Quote from the Personal Archive - when the hands are empty but still moving
Creativity is not an outcome, in and of itself. Creativity is the process of working an idea out. It demands the process. Creativity requires ritual. An expression. A feeling, with shape. A shape, with feelings.
We can use AI to summarize, pattern-match, inspire, and assist. That's valuable. But there's one line we cannot cross: outsourcing our feelings. Your gut reactions, your taste, your unique pattern-matching across experiences - these are what make you one of one among 8 billion. AI tools are designed to validate, to keep you engaged, to give you pleasing responses. That becomes dangerous when applied to how you interpret the world. What keeps us human is our flaws, our idiosyncrasies, the messy way our experiences connect in unknowable corners. This isn't about rejecting tools. It's about protecting what makes you irreplaceable.

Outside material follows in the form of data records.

PR #295, opened 2017-08-03
Issue warnings for unrecognized tags

### LINKED ISSUE #13: Warn when encountering unknown tags
Not sure if we do this by default, but it would be useful.

drdavella:
This fixes #13. It also fixes unit tests that were producing warnings once this feature was added.

It's possible that later we will want to add an option to suppress this warning.

### DIFF
--- a/CHANGES.rst
+++ b/CHANGES.rst
@@ -46,6 +46,7 @@
 - When possible, display name of ASDF file that caused version mismatch
   warning. [#306]
 
+- Issue a warning when an unrecognized tag is encountered. [#295]
 
 1.2.1(2016-11-07)
 -----------------
--- a/asdf/tags/core/__init__.py
+++ b/asdf/tags/core/__init__.py
@@ -18,6 +18,7 @@ class HistoryEntry(dict, AsdfType):
     name = 'core/history_entry'
 
 
+from .constant import ConstantType
 from .ndarray import NDArrayType
 from .complex import ComplexType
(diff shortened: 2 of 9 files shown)


drdavella:
Rebasing onto `master` revealed some more warnings that were missed. See issue #300 for more details. I'd like all tests to pass without warnings so this should be resolved before merging.

drdavella:
@nden I've added a workaround for testing that accounts for the fact that `label_mapper` and `regions_selector` are not defined within ASDF itself. This should fix #300, although we'll need to discuss a long-term solution at some point. In the meantime, I'd like to merge this PR if you think it looks okay.

drdavella:
@nden I'd like to merge this if you approve. It will probably cause some more warnings in the jwst pipeline but I can help track them down.

drdavella:
@nden I just wanted to update and say that I have tested this PR against the JWST pipeline and it appears that it does not cause any new warnings to occur.

nden:
@drdavella Do I read this correctly - this does not change behaviour (meaning the code already returns the raw data on reading when the type is not found), only issues a warning. There's no change on write - a `RepresenterError` is raised. If so this looks OK to me.

drdavella:
@nden, yes the only change is that a warning occurs where previously there was none. This exposed some latent issues in the ASDF test suites but again doesn't appear to have any effect on the jwst pipeline.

Quote from the Personal Archive - on staying human in the age of everything
We are one of 8 billion souls on this planet right now, but we are also one of one. If we outsource our gut feelings, if we outsource taste, then there's no humanity left. Keep it soulful. Keep your feelings yours.
At 2,870+ days of daily posting, file corruption hit at the worst possible time. The video wouldn't render. The podcast wouldn't work. Multiple people were counting on content that suddenly couldn't be delivered. This is the worst part of streaks - watching something you've built threaten to break through no fault of your own. But it's also the best part, because streaks force you to find a way. The constraint became the catalyst. The Horror Fest promo that needed to be made anyway became the solution, shot from scratch on a Wednesday morning between client meetings. Streaks teach the difference between commitment and rigidity. They're not about perfection. They're about being present, even when it gets messy. Especially when it gets messy.
Quote from the Personal Archive - when corruption forces creativity
Streaks can work for you or work against you. They can force you to learn the difference between commitment and rigidity - to realize the point isn't perfection, but being present, even when it gets all messy.
The best thing anyone ever did was leave a trail of breadcrumbs out of NEPA. Not instructions - proof of possibility. A touring band at a local café. A weird movie at the video store. Evidence that someone from somewhere else did something cool, which meant maybe you could too. Bobby Keller gets this. For eleven years he's been showing films at NEPA Horror Fest, bringing the outside world in, creating bat signals for creative souls. That's why Cultish Creative is sponsoring this year. Because breadcrumbs matter. Because showing up and doing something cool in your hometown can change someone's entire trajectory. The message "you can do this too" is the most important one anyone receives. If no one's leaving breadcrumbs in your community, maybe it's your turn.
Quote from the Personal Archive - on proof of possibility
Each of those breadcrumbs weren't just instructions. They were proof of possibility. I didn't know what I'd do with that proof. Not exactly at least.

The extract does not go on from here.